Just rip the CD's. Random access instant grat is a beautiful thing. 


Sent from iPhone using Tapatalk


----------



## SkizeR (Apr 19, 2011)

lurch said:


> oh, sorry capea4, your reply came in sooner than i could respond to
> Skizer's post regarding the DRZ.
> 
> i'm not sure the clarion drz is any improvement over the prs80.
> thoughts ?


absolutely


----------



## lurch (Jan 20, 2014)

thanks SkizeR , i just read through the drz manual, i didn't realize that this unit
was such quality, very nice. 
i see no usb capability, unless there is some sort of adapter ?
blue tooth i can easily live without, but i do like the ability to plug in a stick. 

..... nice unit ....


----------



## fcarpio (Apr 29, 2008)

fcarpio said:


> Sooo pretty.


Available for pre-order from SonicEletronix:

Sony RSX-GS9 (rsxgs9) Single DIN In-Dash Hi-Resolution Audio

Not sure if it is worth the price as there is still the P99.


----------



## fcarpio (Apr 29, 2008)

Can someone please photochop the Sony RSX-GS9 and the RUX-C800 in the dash of a car, any car? They may look funky together...

Here are a couple of hi res images that can be used:


















And if you can put it here it would be awesome:


----------



## SQ Audi (Dec 21, 2010)

DRX9255, Eclipse CD7200, McIntosh MX406, MX4000 combo, MX5000 combo, Panny Bottlehead, Denon Z1, Alpine 7909, Pioneer P9, Sony C-90, Nakamichi CD700. All pure transports, all amazing SQ. Exception is the 3way processor in the Eclipse.
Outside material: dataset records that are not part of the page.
Issue #6917, opened 2021-10-20
Sending event invitation to user without organisation


Poppe-A:
To send an invitation email depending on the user status (registered or not), we only check if the user doesn't exist in DB, or if it has an organisation.
After sending an invitation to an non registered email, the email adress is added in DB, but the user is not linked to an org.
So this case is not covered by the code (email register but no org) and we don't send anything.

PR #7024, opened 2021-11-03
send invit email to user with no orgId

Poppe-A:
#6917

### DIFF
--- a/apps/backend-functions/src/internals/users.ts
+++ b/apps/backend-functions/src/internals/users.ts
@@ -40,12 +40,12 @@ export const getOrInviteUserByMail = async (
     //if user exists but has no orgId, we still want to send him an invitation email
     if (invitation.type === "attendEvent" && !user.orgId) {
       const invitationTemplateId = templateIds.user.credentials.attendEventRemindInvitationPass;
-      sendMailFromTemplate({
+      await sendMailFromTemplate({
         to: email,
         templateId: invitationTemplateId,
         data: { 
           event: eventData,
-          orgName: invitation.fromOrg.denomination.full
+          org: getOrgEmailData(invitation.fromOrg)
         }
       }, app)
     }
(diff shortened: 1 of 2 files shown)


apps/backend-functions/src/internals/users.ts
```diff
@@ -36,6 +36,20 @@ export const getOrInviteUserByMail = async (
...
+    
+    //if user exists but has no orgId, we still want to send him an invitation email
+    if (invitation.type === "attendEvent" && !user.orgId) {
+      const invitationTemplateId = templateIds.user.credentials.attendEventRemindInvitationPass;
+      sendMailFromTemplate({
+        to: email,
+        templateId: invitationTemplateId,
+        data: { 
+          event: eventData,
+          orgName: invitation.fromOrg.denomination.full
```
phpgeekfr, line 48: can you use `getOrgEmailData(fromOrg);` as we do in `userInvite()` ?

and `getUserEmailData` for user if useful ?

apps/backend-functions/src/internals/users.ts
```diff
@@ -36,6 +36,20 @@ export const getOrInviteUserByMail = async (
   try {
     const { uid } = await auth.getUserByEmail(email);
     const user = await getDocument<PublicUser>(`users/${uid}`);
+    
+    //if user exists but has no orgId, we still want to send him an invitation email
+    if (invitation.type === "attendEvent" && !user.orgId) {
+      const invitationTemplateId = templateIds.user.credentials.attendEventRemindInvitationPass;
+      sendMailFromTemplate({
```
phpgeekfr, line 43: no need to await since the rest of the process is not depending of this email ?

phpgeekfr (approved):

apps/backend-functions/src/internals/users.ts
Poppe-A: Ok for getOrgEmailData,
But I don't think I need getUserEmailData, since I only user user email

PR #7037, opened 2021-11-04
Event reminder

Poppe-A:
#7030


libs/utils/src/lib/emails/utils.ts
```diff
@@ -57,7 +57,8 @@ export interface UserEmailData {
   firstName?: string,
   lastName?: string,
   email: string,
-  password?: string
+  password?: string,
+  isRegistered? : boolean
```
phpgeekfr, line 61: extra space between `isRegistered?` and `:` ;)

phpgeekfr (approved):

PR #7048, opened 2021-11-05
use sessionsStorage instead of akita store

phpgeekfr:


libs/user/src/lib/auth/+state/auth.service.ts
```diff
@@ -170,13 +172,19 @@ export class AuthService extends FireAuthService<AuthState> {
...
-   * Sign in an user anonymously, he will get an uid and will be stored in firebase auth as anonymous
+   * Sign in an user anonymously if not already connected,
+   * he will get an uid and will be stored in firebase auth as anonymous
    * @returns Promise<firebase.auth.UserCredential>
    */
   async signInAnonymously() {
-    const creds = await firebase.auth().signInAnonymously();
-    this.store.updateAnonymousCredentials({ uid: creds.user.uid }, { reset: true });
-    return creds;
+    const currentUser = firebase.auth().currentUser;
```
GrandSchtroumpf, line 180: you shouldn't use `firebase` directly. The AuthService extends the FireAuthService, which provide the current `auth` : 
```typescript
if (this.user) {
  return this.updateAnonymousCredentials({ uid: this.user.uid });
}
const creds = await this.auth.signInAnonymously();
return this.updateAnonymousCredentials({ uid: creds.user.uid }, { reset: true });
```
Return the creds in the `updateAnonymousCredentials` method

libs/user/src/lib/auth/+state/auth.service.ts
```diff
@@ -241,8 +249,48 @@ export class AuthService extends FireAuthService<AuthState> {
...
     // Clean anonymousCredentials
     await this.onSignout();
-    this.store.reset();
     // Delete (and logout) user
     return firebase.auth().currentUser.delete();
   }
+
+  public resetAnonymousCredentials() {
+    const keys = ['uid', 'role', 'email', 'invitationId', 'lastName', 'firstName'];  // keys of AnonymousCredentials
+    Object.keys(keys).forEach(k => {
```
GrandSchtroumpf, line 258: keys is an array, so `Object.keys(keys)` here is going to be a list of indexes : 
```typescript
const keys = ['uid', 'role', 'email', 'invitationId', 'lastName', 'firstName'];
keys.forEach(key => sessionStorage.removeItem(`anonymousCredentials.${k}`));
```

libs/user/src/lib/auth/+state/auth.service.ts
```diff
@@ -241,8 +249,48 @@ export class AuthService extends FireAuthService<AuthState> {
...
+      sessionStorage.removeItem(`anonymousCredentials.${k}`);
+    });
+  }
+
+  public updateAnonymousCredentials(anonymousCredentials: Partial<AnonymousCredentials>, options?: { reset: boolean }) {
```
GrandSchtroumpf, line 263: rename `anonymousCredentials` to `creds`. We already know it's user credentials (because we are in the `AuthService`) and we know it's anonymous because of the name of the method.

libs/user/src/lib/auth/+state/auth.service.ts
```diff
@@ -241,8 +249,48 @@ export class AuthService extends FireAuthService<AuthState> {
...
+
+    Object.keys(anonymousCredentials).forEach(k => {
+      if (!anonymousCredentials[k]) {
+        sessionStorage.removeItem(`anonymousCredentials.${k}`);
+      } else {
+        sessionStorage.setItem(`anonymousCredentials.${k}`, anonymousCredentials[k]);
+      }
+    })
+
+    this.anonymousCredentials$.next(this.anonymousCredentials);
```
GrandSchtroumpf, line 277: return the credential at the end.

libs/user/src/lib/auth/+state/auth.service.ts
```diff
@@ -241,8 +249,48 @@ export class AuthService extends FireAuthService<AuthState> {
...
+    });
+  }
+
+  public updateAnonymousCredentials(anonymousCredentials: Partial<AnonymousCredentials>, options?: { reset: boolean }) {
+
+    if (options?.reset) { // @TODO #6756 useful ?
+      this.resetAnonymousCredentials();
+    }
+
+    Object.keys(anonymousCredentials).forEach(k => {
```
GrandSchtroumpf, line 269: Prefere : 
```typescript
for (const [key, value] of Object.entries(creds)) {
  !!value
    ? sessionStorage.removeItem(`anonymousCredentials.${key}`)
    : sessionStorage.setItem(`anonymousCredentials.${k}`, value);
}
```

libs/user/src/lib/auth/guard/anonymous-auth-guard.ts
```diff
@@ -20,10 +20,7 @@ export class AnonymousAuthGuard implements CanActivate, CanDeactivate<unknown> {
    * @returns Promise<boolean>
   */
   async canActivate() {
-    const currentUser = await this.afAuth.currentUser;
-    if (!currentUser) {
-      await this.authService.signInAnonymously();
-    }
+    await this.authService.signInAnonymously();
```
GrandSchtroumpf, line 23: this is really not a good idea to automatically signin in a guard I think. But we can discuss that later.

phpgeekfr: OK to discuss it later. Is signs up user only if he is not already. Every pages under /event/eventId required at least anonymous identity

PR #7070, opened 2021-11-09
review - first step

Poppe-A:
Review correction for feat-6756 branch


libs/ui/src/lib/layout/event/event.module.ts
```diff
@@ -10,7 +10,7 @@ import { AuthWidgetModule } from '@blockframes/auth/components/widget/widget.mod
 import { AppBarModule } from '@blockframes/ui/app-bar';
 import { AppLogoModule } from '../app-logo/app-logo.module';
 import { FooterModule } from '../footer/footer.module';
-import { AsideModule } from '../marketplace/aside/aside.module';
+import { AsideModule } from '../../../../../../apps/festival/festival/src/app/marketplace/aside/aside.module';
```
phpgeekfr, line 13: This is not OK. I checked with @GrandSchtroumpf and this means that we have a structure problem. Can update this PR without this change for now please ?

PR #7082, opened 2021-11-09
Finish review correction

Poppe-A:
Event without login review correction


apps/festival/festival/src/app/event/role/role.module.ts
```diff
@@ -19,6 +20,7 @@ import { AppLogoModule } from '@blockframes/ui/layout/app-logo/app-logo.module';
     FlexLayoutModule,
     MatButtonModule,
     MatCardModule,
+    MatIconModule,
```
phpgeekfr, line 23: Looks like you don"t need it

As for USB, compressed music, I guess I am a purist here, but CD imo is the only way to go for the best overall SQ. I have heard FLAC is a great format, but I just don't have an interest.


----------



## SkizeR (Apr 19, 2011)

fcarpio said:


> Can someone please photochop the Sony RSX-GS9 and the RUX-C800 in the dash of a car, any car? They may look funky together...


the picture of the car wasnt so high res, but here ya go (just a quick throw together, nothing crazy)


----------



## hot9dog (Mar 23, 2013)

I'm going to throw one into mix.... Alpine X008u. I have ran this unit all year long.... I love it more and more every day. Optical out, on board DSP (it's a weak DSP, but it's there), big ass screen, great navigation. .. it's a work horse.


----------



## Silvercoat (Dec 5, 2013)

hot9dog said:


> I'm going to throw one into mix.... Alpine X008u. I have ran this unit all year long.... I love it more and more every day. Optical out, on board DSP (it's a weak DSP, but it's there), big ass screen, great navigation. .. it's a work horse.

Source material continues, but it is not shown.